PR #4014, opened 2021-10-09
[proposal] optimize Alternative (part 1): introduce NonEmptyAlternative with prependK and appendK methods

satorg:
### Rationale

There's a pretty common pattern can be found for `Alternative` even in the Cats sources:
`F.combineK(F.pure(a), fa)` and `F.combineK(fa, F.pure(a))`
which basically means prepending or appending an element `a` lifted into `F[_]`.
But when it is used for some standard collections like `List` or `Vector` it basically results in creating an interim singleton collection on each `F.pure` which gets discarded right after `F.combineK` is completed.

The proposed PR allows to avoid creating the interim singleton collections by various `Alternative` implementations in many cases.

### Description

This PR does the following:
1. Introduces a new type class `NonEmptyAlternative` as a combination of `Applicative` and `SemigroupK`. 
2. Adds `prependK` and `appendK` methods to `NonEmptyAlternative`. These methods have default implementations as shown above. But they can be overridden for a particular `Alternative` implementation.
3. Makes `Alternative` inheriting `NonEmptyAlternative` instead of just `Applicative`. The `MonoidK` mix-in type class remains in place.
4. Switches existing `F.pure + F.combineK` patterns found in core Cats (apart from `cats.data`) to `F.prependK` or `F.appendK` appropriately where it is safe and reasonable.
5. Introduces `NonEmptyAlternativeLaws` which becomes a base for `AlternativeLaws`.
6. Both the laws above get an ability to test composed (via `compose`) type-classes (see `composed` constructor in the corresponding companion objects).

Things to be done in a subsequent PR (see the discussion below):

7. Add `NonEmptyAlternative` instance to non-empty containers in `cats.data`.
8. Override `F.prependK` and `F.appendK` in the `Alternative` and `NonEmptyAlternative` implementations where it reasonable.

Therefore this PR along with the next one will allow to utilize more efficient methods in some collections (e.g. ` :: ` in `List`) while preserving binary and source compatibility with existing `Alternative` implementations. Moreover they should enable further optimizations for non-empty data types too.

### Caveats

- Simulacrum's ScalaFix rules do not recognize the `prependK` method because it is defined in this way:
  ```scala
  def prependK(a: A, fa: F[A]): F[A] // seems Simulacrum cannot understand `fa` as a second parameter
  ```
  I believe it is an issue with Simulacrum itself and not a big deal anyway since neither `Alternative` nor `NonEmptyAlternative` make use of extension methods generated by Simulacrum actually.

### DIFF
--- a/core/src/main/scala/cats/Alternative.scala
+++ b/core/src/main/scala/cats/Alternative.scala
@@ -4,7 +4,7 @@ import simulacrum.typeclass
 import scala.annotation.implicitNotFound
 
 @implicitNotFound("Could not find an instance of Alternative for ${F}")
-@typeclass trait Alternative[F[_]] extends Applicative[F] with MonoidK[F] { self =>
+@typeclass trait Alternative[F[_]] extends NonEmptyAlternative[F] with MonoidK[F] { self =>
 
   /**
    * Fold over the inner structure to combine all of the values with
@@ -23,7 +23,7 @@ import scala.annotation.implicitNotFound
    */
   def unite[G[_], A](fga: F[G[A]])(implicit FM: Monad[F], G: Foldable[G]): F[A] =
     FM.flatMap(fga) { ga =>
-      G.foldLeft(ga, empty[A])((acc, a) => combineK(acc, pure(a)))
+      G.foldLeft(ga, empty[A])((acc, a) => appendK(acc, a))
     }
 
   /**
@@ -61,8 +61,8 @@ import scala.annotation.implicitNotFound
   def separateFoldable[G[_, _], A, B](fgab: F[G[A, B]])(implicit G: Bifoldable[G], FF: Foldable[F]): (F[A], F[B]) =
     FF.foldLeft(fgab, (empty[A], empty[B])) { case (mamb, gab) =>
       G.bifoldLeft(gab, mamb)(
-        (t, a) => (combineK(t._1, pure(a)), t._2),
-        (t, b) => (t._1, combineK(t._2, pure(b)))
+        (t, a) => (appendK(t._1, a), t._2),
+        (t, b) => (t._1, appendK(t._2, b))
       )
     }
 
@@ -104,12 +104,11 @@ object Alternative {
   object ops {
     implicit def toAllAlternativeOps[F[_], A](target: F[A])(implicit tc: Alternative[F]): AllOps[F, A] {
       type TypeClassType = Alternative[F]
-    } =
-      new AllOps[F, A] {
-        type TypeClassType = Alternative[F]
-        val self: F[A] = target
-        val typeClassInstance: TypeClassType = tc
-      }
+    } = new AllOps[F, A] {
+      type TypeClassType = Alternative[F]
+      val self: F[A] = target
+      val typeClassInstance: TypeClassType = tc
+    }
   }
   trait Ops[F[_], A] extends Serializable {
     type TypeClassType <: Alternative[F]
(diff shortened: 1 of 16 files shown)


core/src/main/scala/cats/Alternative.scala
```diff
@@ -82,6 +82,28 @@ import scala.annotation.implicitNotFound
...
+  /**
+   * Lift `a` into `F[_]` and prepend it to `fa`.
+   *
+   * Example:
+   * {{{
+   * scala> Alternative[List].prependK(List(2, 3, 4), 1)
+   * res0: List[Int] = List(1, 2, 3, 4)
+   * }}}
+   */
+  def prependK[A](fa: F[A], a: A): F[A] = combineK(pure(a), fa)
```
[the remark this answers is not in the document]
satorg: I would like to, but not sure how to map it into the syntax. I.e.:
For `Alternative#prependK(a : A, fa: F[A])` should the syntax become `(A: a).prependK(fa: F[A])` or remain `(fa: F[A]).pependK(a: A)` ?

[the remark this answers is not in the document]
satorg: Ok, I'll give it a try. The only concern is the simulacrum scalafix rules. Although right now seems the syntax generated by simulacrum is not used, but as I understand it is supposed to be used in the future eventually. So I'll try to swap arguments and see what happens )

johnynek (dismissed):
one comment, take or leave.

Thanks for doing this!

core/src/main/scala/cats/data/NonEmptyList.scala
```diff
@@ -712,23 +712,37 @@ object NonEmptyList extends NonEmptyListInstances {
 
 sealed abstract private[data] class NonEmptyListInstances extends NonEmptyListInstances0 {
 
+  // TODO: put correct version number.
+  @deprecated("Use catsDataInstancesForNonEmptyListBinCompat1", "2.6.2-?")
+  def catsDataInstancesForNonEmptyList
+    : SemigroupK[NonEmptyList] with Bimonad[NonEmptyList] with NonEmptyTraverse[NonEmptyList] with Align[NonEmptyList] =
+    catsDataInstancesForNonEmptyListBinCompat1
+
```
satorg, line 720: Not sure if it is the best way to address binary compatibility though.

johnynek (approved):

satorg:
Turned out it was not an easy lift and required a way more changes that I initially anticipated. But seems the PR is competed now. Finally)

There were several bin-compat issues which I had to tackle. The solutions don't look esthetically great but they're the best I managed to come up with. And seems MiMa is happy now.

But if someone has got an idea on how to make it better, I'd really appreciate any help/hint on that.

laws/src/main/scala/cats/laws/AlternativeLaws.scala
```diff
@@ -3,22 +3,28 @@ package laws
...
 }
 
 object AlternativeLaws {
   def apply[F[_]](implicit ev: Alternative[F]): AlternativeLaws[F] =
     new AlternativeLaws[F] { def F: Alternative[F] = ev }
+
+  def composed[M[_], N[_]](implicit M: Alternative[M], N: Applicative[N]): AlternativeLaws[λ[α => M[N[α]]]] =
+    new AlternativeLaws[λ[α => M[N[α]]]] {
+      def F: Alternative[λ[α => M[N[α]]]] = M.compose[N]
+    }
```
satorg, line 29: Just a call-out: this introduces a new ability to validate laws for composed instances. This feature is brand new one, it hasn't existed before. Currently only composed `Alternative` and `NonEmptyAlternative` instances (see below) are supported to keep the PR scope narrow.

johnynek:
This is really good work.

It did get very large.

I'm now wondering if we can break it into two:

1. introduce NonEmptyAlternative and the laws.
2. override prependK/appendK to be specialized for more instances.

It is much harder to review larger PRs and if we have to revert, we revert more code at once. I would be on the lookout for ways we can decompose into separately mergeable parts.

What do you think?

satorg:
> I'm now wondering if we can break it into two:
> 
> 1. introduce NonEmptyAlternative and the laws.
> 2. override prependK/appendK to be specialized for more instances.

Agree, that makes sense to me too. I'll take on this.

"introduce NonEmptyAlternative and the laws" – do you mean to add `NonEmptyAlternative` typeclass along with `prependK`/`appendK` methods all together (but without their specialized versions)? Because otherwise the new typeclass is going to be just empty...

johnynek:
yeah, I was thinking add the default implementation of `prependK/appendK` using `pure` + `combineK`. And then a separate pr with all the specializations.

Just as one example way to split the PR.

core/src/main/scala/cats/syntax/all.scala
```diff
@@ -14,6 +14,7 @@ abstract class AllSyntaxBinCompat
 
 trait AllSyntax
     extends AlternativeSyntax
+    with NonEmptyAlternativeSyntax
```
satorg, line 17: Not sure, where to insert this new trait. I'd prefer to maintain all mix-in traits in some particular order, but I cannot figure out any specific order here.

core/src/main/scala/cats/syntax/package.scala
```diff
@@ -71,4 +71,5 @@ package object syntax {
   object vector extends VectorSyntax
   object writer extends WriterSyntax
   object set extends SetSyntax
+  object nonEmptyAlternative extends NonEmptyAlternativeSyntax
```
satorg, line 74: Seems that the initial intent was to keep all inner objects of object `syntax` just in alphabetic order by their names. But later the order was broken (perhaps due to an oversight). So I'm putting the new object to the end of all existing objects for now.

satorg:
@johnynek FYI: I truncated this PR to make it containing basic `prependK`/`appendK` changes only.

LukaJCB (approved):
Thank you so much!

johnynek (approved):

satorg:
@johnynek @LukaJCB thank you guys for following up this PR.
■ ■ ■ ■ ■ ■ ■
ASSIGNED TASK: Your task is to reproduce the entries exactly, starting at the first line and ending with the line containing "where it reasonable.".

THE ANSWER:
PR #4014, opened 2021-10-09
[proposal] optimize Alternative (part 1): introduce NonEmptyAlternative with prependK and appendK methods

satorg:
### Rationale

There's a pretty common pattern can be found for `Alternative` even in the Cats sources:
`F.combineK(F.pure(a), fa)` and `F.combineK(fa, F.pure(a))`
which basically means prepending or appending an element `a` lifted into `F[_]`.
But when it is used for some standard collections like `List` or `Vector` it basically results in creating an interim singleton collection on each `F.pure` which gets discarded right after `F.combineK` is completed.

The proposed PR allows to avoid creating the interim singleton collections by various `Alternative` implementations in many cases.

### Description

This PR does the following:
1. Introduces a new type class `NonEmptyAlternative` as a combination of `Applicative` and `SemigroupK`. 
2. Adds `prependK` and `appendK` methods to `NonEmptyAlternative`. These methods have default implementations as shown above. But they can be overridden for a particular `Alternative` implementation.
3. Makes `Alternative` inheriting `NonEmptyAlternative` instead of just `Applicative`. The `MonoidK` mix-in type class remains in place.
4. Switches existing `F.pure + F.combineK` patterns found in core Cats (apart from `cats.data`) to `F.prependK` or `F.appendK` appropriately where it is safe and reasonable.
5. Introduces `NonEmptyAlternativeLaws` which becomes a base for `AlternativeLaws`.
6. Both the laws above get an ability to test composed (via `compose`) type-classes (see `composed` constructor in the corresponding companion objects).

Things to be done in a subsequent PR (see the discussion below):

7. Add `NonEmptyAlternative` instance to non-empty containers in `cats.data`.
8. Override `F.prependK` and `F.appendK` in the `Alternative` and `NonEmptyAlternative` implementations where it reasonable.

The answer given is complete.